-- Opening Marker --
PR #9199, opened 2017-05-09
Tag OpenEphysLoader v0.1.3 [https://github.com/galenlynch/OpenEphysLo…

galenlynch:
…ader.jl]

Adding compatibility for julia 0.6

### DIFF
--- a/OpenEphysLoader/versions/0.1.3/requires
+++ b/OpenEphysLoader/versions/0.1.3/requires
@@ -1,0 +1,3 @@
+julia 0.5
+LightXML
+Compat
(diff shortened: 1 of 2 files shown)


OpenEphysLoader/versions/0.1.3/requires
```diff
@@ -0,0 +1,3 @@
+julia 0.5
+LightXML
+Compat
```
tkelman: It's best to declare a minimum version dependency that implements the features you need.

galenlynch: I've added minimum version dependencies to my master branch, should I tag a new version or is it possible to change this tag?

tkelman: both - can click the edit button on the METADATA copy of this file for the 0.1.3 tag to modify the existing tag's minimum version requirement in place (only change requires, not the sha1), but for any code changes you'll need a new tag as well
-- Closing Marker --
*EXERCISE AIM*. From the material above, copy out every line bearing the string "OpenEphysLoader".

*ANSWER SECTION*.
Tag OpenEphysLoader v0.1.3 [https://github.com/galenlynch/OpenEphysLo…
--- a/OpenEphysLoader/versions/0.1.3/requires
+++ b/OpenEphysLoader/versions/0.1.3/requires
OpenEphysLoader/versions/0.1.3/requires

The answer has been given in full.